The study of the egress of T. gondii has attracted attention from many research groups for nearly four decades. T. gondii egress is a crucial step in the life cycle of the parasite because it allows parasites to shuttle into neighbouring cells for further development. Many studies have shown that intracellular Ca2+ levels of the parasite play important roles in regulating the egress of parasites from host cells in response to a variety of extracellular signals [2022]. Our study found that rather than an increase in the Ca2+ levels in the host cell, an increase of Ca2+ levels in the parasite was critical for the NO-induced egress of T. gondii tachyzoites.

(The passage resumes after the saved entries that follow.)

PR #3652, opened 2023-08-01
Resolved #3636 where searching in File Manager while having Upload Directory selected did not include files in subfolders

### LINKED ISSUE #3636: Searching in File Field type with Subfolder - No results
Using a File Fieldtype, there is no way to search for files within subfolders. I'm not sure if it's a bug or a feature that needs to be added. It becomes cumbersome to find files when they are located multiple levels deep in subdirectories.

**Environment Details:**
 - Version: [7.2.8]
 - PHP Version [8.0.27]

intoeetive:
Resolved #3636 where searching in File Manager while having Upload Directory selected did not include files in subfolders

Ideally I would want to list the subfolders when when a file is found, but that would require more complex and expensive Model queries
This PR is just listing found files without mentioning which subfolder those are in - and this is the same behavior that currently exists on File Manager homepage, so we're probably fine with it.

### DIFF
--- a/system/ee/ExpressionEngine/Library/CP/FileManager/Traits/FileManagerTrait.php
+++ b/system/ee/ExpressionEngine/Library/CP/FileManager/Traits/FileManagerTrait.php
@@ -72,7 +72,6 @@ trait FileManagerTrait
         //limit to subfolder, show breadcrumbs
         if (! empty($uploadLocation)) {
             $directory_id = (int) ee('Request')->get('directory_id');
-            $files->filter('directory_id', $directory_id);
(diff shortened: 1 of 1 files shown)


gamebreakers808:
Is this related to the inability to see a new sub folder in the file manager after creating it? I'm using 7.3.8. Thanks!

intoeetive:
@gamebreakers808 I'm not quote sure what is the issue that you have. Please create separate bug report with exact steps how to replicate (note that the folders created on filesystem would not appear in EE filemanager automatically; you need to run upload directory sync for them to appear)

matthewjohns0n (approved):

PR #3665, opened 2023-08-04
Resolved #3663 where subdirectories were assigned to wrong site when using MSM

### LINKED ISSUE #3663: File manager- subfolder doesn't show in MSM secondary sites
Odd one!  So with MSM, on my primary site, I create a subfolder and it shows up properly.

I go to a secondary MSM site, create a subfolder (regular folder, not global, set to allow subfolders)- it says it created it, but it doesn't show up in the list.  It DOES show up if I click the 'upload' button where it shows a list of folders and I can even upload to it that way.  It's just not displaying in the file manager.

7.3.8.

intoeetive:
Resolved #3663 where subdirectories were assigned to wrong site when using MSM


intoeetive:
@robinsowell would you mind testing? For existing folders, you'd need to run update to 7.3.9
I think would be also nice to test this if table prefix is different from exp_

bryannielsen (dismissed):

bryannielsen (approved):

robinsowell:
@intoeetive Just finished testing- did use non-exp prefix.  Upgrade got everything showing in the right place.  There is one bug- I'm not sure it's due to this or not.  The subfolders when empty show that 'no permission' message in the dropdown area.  This is true of existing subfolders and new subfolders, happens in the default side and the add-on sites.

Screenshot 2023-08-09 at 10 02 39 AM

Note- I can actually upload to the subfolder using the dropdown and once I have one in there, drag and drop is fine.  The message is just wrong.

robinsowell (commented):
Have a display issue with empty subfolders showing you don't have permission to upload.

intoeetive:
@robinsowell we've got that issue with message on subfolders fixed in other PR, which is already in 7.dev (but not in this branch)

PR #3672, opened 2023-08-08
Resolved #3667 where all members with access to Template Manager could access System Templates

### LINKED ISSUE #3667: EE6 - Limited access to template variables gives unlimited access to system templates
If you give a member role access to just "template variables" when they view CP they also see the "Template Group" listing (reporting no templates found) and the system templates (which it appears they can edit)

image

**Environment Details:**
 - Version: 6.4.13
 - PHP Version 8.0.29

**Possible Solution**
Not showing the redundant elements / not giving edit access to system templates.

intoeetive:
Resolved #3667 where all members with access to Template Manager could access System Templates

Because this is permissions issue that we need to fix in patch release, I am making System Templates access dependant on "Global template settings" permission (which already is giving access to template routes)

As we make updates to template manager in the future, we need to make these separate permission settings.

EE7 version of https://github.com/ExpressionEngine/ExpressionEngine/pull/3673


intoeetive:
@bryannielsen I have updated the checks. Also removed check whether Member odule is installed when using legacy member template - since that is built-in module that can't be removed, that's hardly the possible case. Same updates done for EE6

bryannielsen (approved):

Moreover, in Plasmodium falciparum, an increase in the intracellular Ca2+ levels was found to stimulate parasite egress from infected erythrocytes [23]. Another study showed that the addition of Ca2+ ionophores induces the rapid egress of Neospora caninum tachyzoites from bovine endothelial cells [24]. Recent research on Eimeria tenella revealed that ethanol, a reagent that is able to elevate intracellular Ca2+ levels, induces sporozoite egress from primary chicken kidney cells [25]. Consistent with the findings on T. gondii, we hypothesised that Ca2+ is a universal signalling molecule of the egress process in apicomplexan parasites.

Conclusions

In conclusion, our research demonstrated that NO is an immune molecule that could induce the early egress of T. gondii tachyzoites from non-immune cells and investigated the mechanism of this immune-mediated egress. Future studies will address whether these immune molecules could induce parasite egress from feline intestinal epithelial cells in vitro and whether the induction of early parasite egress from non-immune cells by immune molecules could occur in vivo.